Saved entries:
Content starts

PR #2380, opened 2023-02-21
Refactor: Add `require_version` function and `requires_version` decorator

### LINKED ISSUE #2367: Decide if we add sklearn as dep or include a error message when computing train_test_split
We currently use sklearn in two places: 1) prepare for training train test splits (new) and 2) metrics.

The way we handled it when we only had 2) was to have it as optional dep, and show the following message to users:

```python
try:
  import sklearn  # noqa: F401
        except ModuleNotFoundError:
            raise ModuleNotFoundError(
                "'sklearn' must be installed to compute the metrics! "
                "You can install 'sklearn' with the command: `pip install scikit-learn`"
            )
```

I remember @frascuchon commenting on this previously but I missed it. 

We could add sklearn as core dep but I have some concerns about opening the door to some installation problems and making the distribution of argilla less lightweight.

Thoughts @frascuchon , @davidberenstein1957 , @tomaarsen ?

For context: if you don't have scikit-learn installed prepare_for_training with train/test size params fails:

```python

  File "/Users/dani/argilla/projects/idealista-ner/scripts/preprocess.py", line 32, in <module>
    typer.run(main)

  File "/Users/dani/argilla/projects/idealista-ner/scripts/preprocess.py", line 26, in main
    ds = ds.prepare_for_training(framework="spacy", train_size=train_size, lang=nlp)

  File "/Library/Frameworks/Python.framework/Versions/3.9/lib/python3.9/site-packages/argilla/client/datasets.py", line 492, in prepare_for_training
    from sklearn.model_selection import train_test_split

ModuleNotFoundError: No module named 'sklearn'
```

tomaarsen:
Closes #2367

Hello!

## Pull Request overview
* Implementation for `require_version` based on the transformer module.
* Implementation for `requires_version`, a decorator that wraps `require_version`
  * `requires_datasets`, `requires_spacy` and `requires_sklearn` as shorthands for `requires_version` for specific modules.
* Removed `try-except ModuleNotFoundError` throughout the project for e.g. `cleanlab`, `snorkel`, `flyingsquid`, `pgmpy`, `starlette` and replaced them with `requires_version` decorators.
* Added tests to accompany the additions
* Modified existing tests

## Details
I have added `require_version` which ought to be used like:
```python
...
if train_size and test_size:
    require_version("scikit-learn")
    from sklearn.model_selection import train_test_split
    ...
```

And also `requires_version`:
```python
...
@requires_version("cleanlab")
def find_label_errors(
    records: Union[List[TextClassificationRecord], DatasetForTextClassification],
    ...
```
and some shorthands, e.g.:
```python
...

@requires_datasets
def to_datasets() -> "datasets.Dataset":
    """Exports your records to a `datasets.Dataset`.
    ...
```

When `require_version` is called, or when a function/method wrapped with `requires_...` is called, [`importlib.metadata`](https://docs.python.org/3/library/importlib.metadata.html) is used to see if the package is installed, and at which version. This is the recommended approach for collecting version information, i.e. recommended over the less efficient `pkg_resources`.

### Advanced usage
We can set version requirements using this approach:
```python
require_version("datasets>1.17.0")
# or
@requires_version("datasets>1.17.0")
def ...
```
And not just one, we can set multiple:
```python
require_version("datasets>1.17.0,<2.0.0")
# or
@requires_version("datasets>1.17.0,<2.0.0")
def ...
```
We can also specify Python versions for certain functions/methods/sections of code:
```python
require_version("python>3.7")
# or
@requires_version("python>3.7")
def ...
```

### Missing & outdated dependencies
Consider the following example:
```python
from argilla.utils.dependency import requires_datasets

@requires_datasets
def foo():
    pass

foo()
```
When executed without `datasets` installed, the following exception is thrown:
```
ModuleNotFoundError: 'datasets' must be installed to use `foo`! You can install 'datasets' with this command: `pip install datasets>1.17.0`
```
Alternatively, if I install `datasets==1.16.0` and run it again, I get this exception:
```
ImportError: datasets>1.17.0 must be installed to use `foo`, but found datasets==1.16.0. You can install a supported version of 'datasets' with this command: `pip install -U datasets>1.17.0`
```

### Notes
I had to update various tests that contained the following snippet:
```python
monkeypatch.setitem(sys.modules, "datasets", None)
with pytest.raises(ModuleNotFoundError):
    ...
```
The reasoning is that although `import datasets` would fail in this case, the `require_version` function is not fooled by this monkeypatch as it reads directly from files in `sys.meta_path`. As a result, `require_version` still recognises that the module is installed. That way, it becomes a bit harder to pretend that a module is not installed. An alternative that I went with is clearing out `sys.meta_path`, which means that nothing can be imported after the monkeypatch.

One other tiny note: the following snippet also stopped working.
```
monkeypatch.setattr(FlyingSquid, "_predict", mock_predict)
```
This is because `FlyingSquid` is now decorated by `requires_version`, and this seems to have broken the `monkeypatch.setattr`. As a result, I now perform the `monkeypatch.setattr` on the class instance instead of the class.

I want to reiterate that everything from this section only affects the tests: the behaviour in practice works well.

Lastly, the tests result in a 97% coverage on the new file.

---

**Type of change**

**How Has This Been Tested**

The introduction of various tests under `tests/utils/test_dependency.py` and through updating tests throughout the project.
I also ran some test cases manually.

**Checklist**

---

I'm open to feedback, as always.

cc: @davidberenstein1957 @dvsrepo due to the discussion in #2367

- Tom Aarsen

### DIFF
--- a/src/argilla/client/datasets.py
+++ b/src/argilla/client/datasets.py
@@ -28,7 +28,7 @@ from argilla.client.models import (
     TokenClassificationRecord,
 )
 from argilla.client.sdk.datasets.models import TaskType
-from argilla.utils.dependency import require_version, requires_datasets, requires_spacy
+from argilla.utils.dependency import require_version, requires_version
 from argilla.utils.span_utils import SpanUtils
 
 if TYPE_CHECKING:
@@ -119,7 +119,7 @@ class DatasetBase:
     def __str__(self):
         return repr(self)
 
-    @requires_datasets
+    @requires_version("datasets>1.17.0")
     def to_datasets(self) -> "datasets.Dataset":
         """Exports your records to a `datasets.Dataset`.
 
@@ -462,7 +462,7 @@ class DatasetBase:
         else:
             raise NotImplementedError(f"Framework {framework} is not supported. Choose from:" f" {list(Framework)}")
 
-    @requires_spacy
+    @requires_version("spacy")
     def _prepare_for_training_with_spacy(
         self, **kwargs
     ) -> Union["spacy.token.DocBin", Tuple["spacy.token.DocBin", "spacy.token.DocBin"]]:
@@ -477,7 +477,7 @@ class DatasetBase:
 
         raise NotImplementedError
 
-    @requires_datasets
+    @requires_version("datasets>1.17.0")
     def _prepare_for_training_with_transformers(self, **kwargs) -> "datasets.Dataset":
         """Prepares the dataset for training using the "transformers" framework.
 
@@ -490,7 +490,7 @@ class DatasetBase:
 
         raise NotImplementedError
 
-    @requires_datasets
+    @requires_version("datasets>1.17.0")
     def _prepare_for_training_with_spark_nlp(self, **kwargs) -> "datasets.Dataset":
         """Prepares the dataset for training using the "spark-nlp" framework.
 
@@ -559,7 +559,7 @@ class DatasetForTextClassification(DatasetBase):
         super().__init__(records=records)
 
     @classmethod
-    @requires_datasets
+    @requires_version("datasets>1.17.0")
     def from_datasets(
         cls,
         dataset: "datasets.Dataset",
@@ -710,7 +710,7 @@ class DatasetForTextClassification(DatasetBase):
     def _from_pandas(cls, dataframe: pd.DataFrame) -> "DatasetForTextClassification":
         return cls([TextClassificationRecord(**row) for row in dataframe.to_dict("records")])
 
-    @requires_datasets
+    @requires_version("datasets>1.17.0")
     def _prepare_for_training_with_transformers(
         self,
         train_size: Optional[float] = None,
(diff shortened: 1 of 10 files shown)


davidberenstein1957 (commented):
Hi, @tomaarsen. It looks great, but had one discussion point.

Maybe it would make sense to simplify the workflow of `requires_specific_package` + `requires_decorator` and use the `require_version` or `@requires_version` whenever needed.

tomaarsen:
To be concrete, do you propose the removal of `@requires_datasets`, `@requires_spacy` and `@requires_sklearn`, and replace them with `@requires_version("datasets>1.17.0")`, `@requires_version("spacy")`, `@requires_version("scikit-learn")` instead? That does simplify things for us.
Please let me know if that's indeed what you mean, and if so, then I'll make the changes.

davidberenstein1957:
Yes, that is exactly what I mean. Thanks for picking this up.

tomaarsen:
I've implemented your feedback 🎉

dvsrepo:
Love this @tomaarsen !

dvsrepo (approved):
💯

Content ends

• Your task: Copy exactly the line that contains "Maybe it would" and every line after it through the end of the entries, with nothing added.

• Answer space:
Maybe it would make sense to simplify the workflow of `requires_specific_package` + `requires_decorator` and use the `require_version` or `@requires_version` whenever needed.

tomaarsen:
To be concrete, do you propose the removal of `@requires_datasets`, `@requires_spacy` and `@requires_sklearn`, and replace them with `@requires_version("datasets>1.17.0")`, `@requires_version("spacy")`, `@requires_version("scikit-learn")` instead? That does simplify things for us.
Please let me know if that's indeed what you mean, and if so, then I'll make the changes.

davidberenstein1957:
Yes, that is exactly what I mean. Thanks for picking this up.

tomaarsen:
I've implemented your feedback 🎉

dvsrepo:
Love this @tomaarsen !

dvsrepo (approved):
💯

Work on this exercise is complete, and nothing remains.